Chain in both its forms - common (or stud-less) and stud-link - has many engineering applications. It is widely used as a component in the moorings of offshore floating systems, where its ruggedness and corrosion resistance make it an attractive choice. Chain exhibits some interesting behaviour in that when straight and subject to an axial load it does not twist or generate any torque, but if twisted or loaded when in a twisted condition it behaves in a highly non-linear manner, with the torque dependent upon the level of twist and axial load. Clearly an understanding of the way in which chains may behave and interact with other mooring components (such as wire rope, which also exhibits coupling between axial load and generated torque) when they are in service is essential. However, the sizes of chain that are in use in offshore moorings (typical bar diameters are 75 mm and greater) are too large to allow easy testing. This paper, which is in two parts, aims to address the issues and considerations relevant to torque in mooring chain. The first part introduces a frictionless theory that predicts the resultant torques and 'lift' in the links as non-dimensionalized functions of the angle of twist. Fortran code is presented in an Appendix, which allows the reader to make use of the analysis. The second part of the paper presents results from experimental work on both stud-less (41 mm) and stud-link (20.5 and 56 mm) chains. Torsional data are presented in both 'constant twist' and 'constant load' forms, as well as considering the lift between the links.

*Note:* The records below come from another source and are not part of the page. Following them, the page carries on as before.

PR #1133, opened 2026-09-01
fix: coerce object-shaped page profiles before viewport lookup

### LINKED ISSUE #1122: Viewport lazy-load profiling crashes on object-shaped profile data
## Summary

Viewport-based lazy-load processing can terminate a frontend request when stored page-profile data is object-shaped rather than array-shaped.

**Expected behavior:** Invalid or unavailable profile data is treated as unavailable, allowing image processing to continue without a fatal error.

**Actual behavior:** The page-profiler lookup accesses the object as an array and throws `Cannot use object of type stdClass as array`.

**Impact:** Affected frontend page requests can fail during Optimole image replacement.

## Customer context

- **Product / area:** Optimole WordPress plugin, page profiler and viewport lazy loading
- **Version:** 4.2.11
- **Environment:** WordPress 7.1, PHP 8.3.31
- **Integration / third party:** An external object cache may be in use; this is inferred from the plugin's storage selection and is not confirmed by telemetry.
- **Reported error / symptom:** `Cannot use object of type stdClass as array` at `inc/v2/PageProfiler/Profile.php:369`
- **Impact:** 10 telemetry occurrences across 2 production sites between 2026-08-27 and 2026-08-28 during frontend requests.

## Reproduction notes

1. Enable the viewport-based lazy-load workflow so `Optml_Lazyload_Replacer::can_lazyload_for()` consults page-profile data.
2. Arrange for the current profile's mobile or desktop storage value, or its `af` member, to be object-shaped rather than an array.
3. Process frontend HTML containing an eligible image.

**Observed in production:** the lookup throws `Cannot use object of type stdClass as array` from the reported Profile.php location. The exact storage backend and data origin are unavailable.

### Conclusion
Telemetry directly records the exception in the viewport-profile lookup. In `v4.2.11`, that lookup assumes each stored device profile and its `af` value are arrays, while the selected storage reader returns its value without runtime shape validation. An object-shaped value therefore reaches array access and produces the captured error. The internal REST write path constructs arrays, so the source of the object-shaped stored value remains unconfirmed.

### Where this likely occurs
- `inc/manager.php` — `Optml_Manager::replace_content()` lines 446-482 enables page profiling, loads current profile data, then processes frontend image content.
- `inc/lazyload_replacer.php` — `Optml_Lazyload_Replacer::can_lazyload_for()` lines 461-478 calls `Profile::is_in_all_viewports()` for viewport lazy loading before deciding whether an image is lazy-loaded.
- `inc/v2/PageProfiler/Profile.php` — `Profile::set_current_profile_data()` lines 336-347 copies each storage value into the current profile without type normalization; `Profile::is_in_all_viewports()` lines 362-375 then accesses `['af'][$image_id]`.
- `inc/v2/PageProfiler/Storage/ObjectCache.php` — `ObjectCache::get()` lines 54-62 returns `wp_cache_get()` directly despite the documented `array|false` return contract.
- `v4.2.11` is release commit `e9ee20c5a5e10565d2f8ffc56aa77fe76b202332`; the failing `is_in_all_viewports()` access is present there and unchanged through the inspected HEAD. The lookup originated in `d096d4bb28e01ddc56c5fce937adbd20d4b0fa63`.

### Engineering notes
- The profiler selects `Storage\ObjectCache` when WordPress reports an external object cache, or `Storage\Transients` otherwise, via `Profile::__construct()` in `inc/v2/PageProfiler/Profile.php` lines 89-106.
- `Profile::store()` writes the expected device data as arrays containing `af`, `bg`, and `lcp` in `inc/v2/PageProfiler/Profile.php` lines 183-218. `Optml_Rest::optimizations()` also normalizes its collected payload before calling that method at `inc/rest.php` lines 935-1046.
- The profiler storage class is filterable through `optml_page_profiler_storage`; a custom storage implementation is another possible source of an object-shaped value. Neither cache backend behavior nor a custom storage integration was available for inspection.
- The failure occurs before the existing `is_data_available()` result is used in `can_lazyload_for()`, so that later availability check cannot prevent this exception for malformed non-empty device values.

### Test coverage status
`tests/test-lazyload-viewport.php` covers normal array-backed profile lookup in `test_is_in_viewport_detection()` lines 179-203, stored structure in `test_profile_data_storage_and_retrieval()` lines 211-247, and missing or partial device data in lines 302-343. No relevant coverage was found during inspection for object-shaped cache values, malformed profile storage, or custom page-profiler storage. No test suite was run.

### What to verify or explore next
- Reproduce with a page-profile storage value whose device entry or `af` member is an object, under viewport lazy loading.
- Check affected sites' active object-cache drop-ins and whether the `optml_page_profiler_storage` filter is present.
- Run the page-profiler viewport test suite with array, false, and object-shaped stored values.
- Confirm whether transient-backed storage can encounter the same serialized data shape.

### Unknowns / follow-up
- Telemetry does not identify which stored profile field was object-shaped or how it entered storage.
- The affected sites' cache backend, installed extensions, and profiler configuration are unavailable.
- Git history establishes that the unsafe access predates 4.2.11 but does not establish a previously working release boundary.

## Confidence

**Confidence:** 94/100

Production telemetry records 10 frontend crashes on two sites in Optimole 4.2.11, and the reported source line directly indexes a stored profile value as an array without validating its documented `array|false` storage contract. The relevant call path is reachable during frontend viewport lazy-loading.

## Crash telemetry

| | |
|---|---|
| Occurrences | 10 |
| Distinct sites | 2 |
| First seen | 2026-08-27 10:11 UTC |
| Last seen | 2026-08-28 17:29 UTC |
| Crash location | `product:inc/v2/PageProfiler/Profile.php:369` |
| Request context | frontend |
| Inside Themeisle SDK | no |
| Product versions | 4.2.11 |
| WP versions | 7.1 |
| PHP versions | 8.3.31 |
| SDK versions | 3.3.58 |

---
**Source:** automated crash report — optimole-wp, fingerprint `3025c25bb349ed9cf9cdbed87b66cec3`
*Generated by bug-report-triage (ID: bug-report-triage_6a9275be3e9dc7.49048068)*

selul:
## Summary
- Viewport lazyload fatals when stored page-profile data is `stdClass` instead of an array (`Cannot use object of type stdClass as array` at `Profile.php:369`). That is the usual shape when an object-cache backend JSON-decodes without associative arrays.
- Normalize storage `get()` through `Storage\Base::normalize_value()`, coerce again when loading current profile data, and guard `af`/`lcp`/global lookups plus personalized background CSS so a bad shape never 500s the frontend.
- Valid object-shaped payloads are converted and still used (above-fold detection keeps working); corrupt scalars are treated as a cache miss.

Fixes #1122

## Test plan
- [x] `composer phpunit -- --filter='Test_Page_Profiler_Shape|Test_Lazyload_Viewport'` (42 tests)
- [x] PHPCS and PHPStan on the changed v2 files
- [ ] Confirm a Redis/Memcached drop-in that JSON-decodes objects no longer fatals frontend viewport lazyload
- [ ] With viewport lazyload on, a page with stored profile data still skips above-fold images after an object-cache roundtrip
- [ ] Missing/corrupt cache values still fall back to lazyloading all images

Made with [Cursor](https://cursor.com)

### DIFF
--- a/inc/v2/BgOptimizer/Lazyload.php
+++ b/inc/v2/BgOptimizer/Lazyload.php
@@ -3,7 +3,6 @@
 namespace OptimoleWP\BgOptimizer;
 
 use OptimoleWP\PageProfiler\Profile;
-use OptimoleWP\PageProfiler\Storage\Base as ProfilerStorage;
 use OptimoleWP\Preload\Links;
 use Optml_Lazyload_Replacer;
 
@@ -35,21 +34,8 @@ class Lazyload {
 		$css_selectors = [];
 		$preload_urls = [];
 		foreach ( Profile::get_active_devices() as $device ) {
-			$device_data = $data[ $device ] ?? [];
-			if ( ! is_array( $device_data ) ) {
-				$device_data = ProfilerStorage::normalize_value( $device_data );
-				$device_data = is_array( $device_data ) ? $device_data : [];
-			}
-			$personalized_selectors = $device_data['bg'] ?? [];
-			if ( ! is_array( $personalized_selectors ) ) {
-				$personalized_selectors = ProfilerStorage::normalize_value( $personalized_selectors );
-				$personalized_selectors = is_array( $personalized_selectors ) ? $personalized_selectors : [];
-			}
-			$lcp_data = $device_data['lcp'] ?? [];
-			if ( ! is_array( $lcp_data ) ) {
-				$lcp_data = ProfilerStorage::normalize_value( $lcp_data );
-				$lcp_data = is_array( $lcp_data ) ? $lcp_data : [];
-			}
+			$personalized_selectors = $data[ $device ]['bg'] ?? [];
+			$lcp_data = $data[ $device ]['lcp'] ?? [];
 			if ( OPTML_DEBUG ) {
 				do_action( 'optml_log', 'personalized_selectors: ' . $device . ' ' . print_r( $personalized_selectors, true ) );
 				do_action( 'optml_log', 'LCP data: ' . $device . ' ' . print_r( $lcp_data, true ) );
--- a/inc/v2/BgOptimizer/Lazyload.php
+++ b/inc/v2/BgOptimizer/Lazyload.php
@@ -3,6 +3,7 @@
 namespace OptimoleWP\BgOptimizer;
 
 use OptimoleWP\PageProfiler\Profile;
+use OptimoleWP\PageProfiler\Storage\Base as ProfilerStorage;
 use OptimoleWP\Preload\Links;
 use Optml_Lazyload_Replacer;
 
@@ -34,8 +35,21 @@ class Lazyload {
 		$css_selectors = [];
 		$preload_urls = [];
 		foreach ( Profile::get_active_devices() as $device ) {
-			$personalized_selectors = $data[ $device ]['bg'] ?? [];
-			$lcp_data = $data[ $device ]['lcp'] ?? [];
+			$device_data = $data[ $device ] ?? [];
+			if ( ! is_array( $device_data ) ) {
+				$device_data = ProfilerStorage::normalize_value( $device_data );
+				$device_data = is_array( $device_data ) ? $device_data : [];
+			}
+			$personalized_selectors = $device_data['bg'] ?? [];
+			if ( ! is_array( $personalized_selectors ) ) {
+				$personalized_selectors = ProfilerStorage::normalize_value( $personalized_selectors );
+				$personalized_selectors = is_array( $personalized_selectors ) ? $personalized_selectors : [];
+			}
+			$lcp_data = $device_data['lcp'] ?? [];
+			if ( ! is_array( $lcp_data ) ) {
+				$lcp_data = ProfilerStorage::normalize_value( $lcp_data );
+				$lcp_data = is_array( $lcp_data ) ? $lcp_data : [];
+			}
 			if ( OPTML_DEBUG ) {
 				do_action( 'optml_log', 'personalized_selectors: ' . $device . ' ' . print_r( $personalized_selectors, true ) );
 				do_action( 'optml_log', 'LCP data: ' . $device . ' ' . print_r( $lcp_data, true ) );
--- a/inc/v2/PageProfiler/Profile.php
+++ b/inc/v2/PageProfiler/Profile.php
@@ -226,9 +226,7 @@ class Profile {
 	 * @return array{w: int, h: int}|array{} The missing dimensions.
 	 */
 	public function get_missing_dimensions( int $image_id ): array {
-		$dimensions = self::get_device_member( self::DEVICE_TYPE_GLOBAL, 'm' )[ $image_id ] ?? [];
-
-		return is_array( $dimensions ) ? $dimensions : [];
+		return self::$current_profile_data[ self::DEVICE_TYPE_GLOBAL ]['m'][ $image_id ] ?? [];
 	}
 
 	/**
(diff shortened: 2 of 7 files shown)


selul:
Reviewed the fix against #1122, with the full suite run locally. The diagnosis and the fix are correct — but about 75% of the diff is provably redundant, and the PR can be trimmed to the storage boundary alone.

## What checks out

- The diagnosis matches the telemetry in #1122: the fatal is the `['af'][$image_id]` lookup in `is_in_all_viewports()`, reached when a JSON-decoding object-cache backend returns `stdClass`.
- `normalize_value()` is correctly written: recursive `get_object_vars()`, scalars treated as a cache miss, numeric string keys canonicalize to int on array insertion, so `af` lookups by int image ID keep working.
- Normalizing both backends is right — transients also ride the object cache when a drop-in is present.
- Full suite passes on the branch (275 tests locally), and the change quietly fixes a pre-existing unguarded `['lcp']['imageId']` access.

## The fix can be ~30 lines instead

`Profile::$current_profile_data` has exactly two writers: `set_current_profile_data()` (fed by `storage->get()`) and `reset_current_profile()` (`[]`). `exists()`, `get_profile_data()`, and `get_personalized_css()` (via `get_current_profile_data()`) all trace back to the same two storage `get()` methods. So the complete production fix is layer 1 only:

- `Base::normalize_value()`
- the one-line wrap in `ObjectCache::get()`
- the one-line wrap in `Transients::get()`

Torque in mooring chain. Part 2: Experimental investigation

Chain is a commonly used component in offshore moorings where its ruggedness and corrosion resistance make it an attractive choice. Another attractive property is that a straight chain is inherently torque balanced. Having said this, if a chain is loaded in a twisted condition, or twisted when under load, it exhibits highly non-linear torsional behaviour. The consequences of this behaviour can cause handling difficulties or may compromise the integrity of the mooring system, and care must be taken to avoid problems for both the chain and any components to which it is connected. Even with knowledge of the potential problems, there will always be occasions where, despite the utmost care, twist is unavoidable. Thus it is important for the engineer to be able to determine the effects. A frictionless theory has been developed in Part 1 of the paper that may be used to predict the resultant torques and movement or 'lift' in the links as non-dimensional functions of the angle of twist. The present part of the paper describes a series of experiments undertaken on both studless and stud-link chain to allow comparison of this theoretical model with experimental data. Results are presented for the torsional response and link lift for 'constant twist' and 'constant load' type tests on chains of three different link sizes.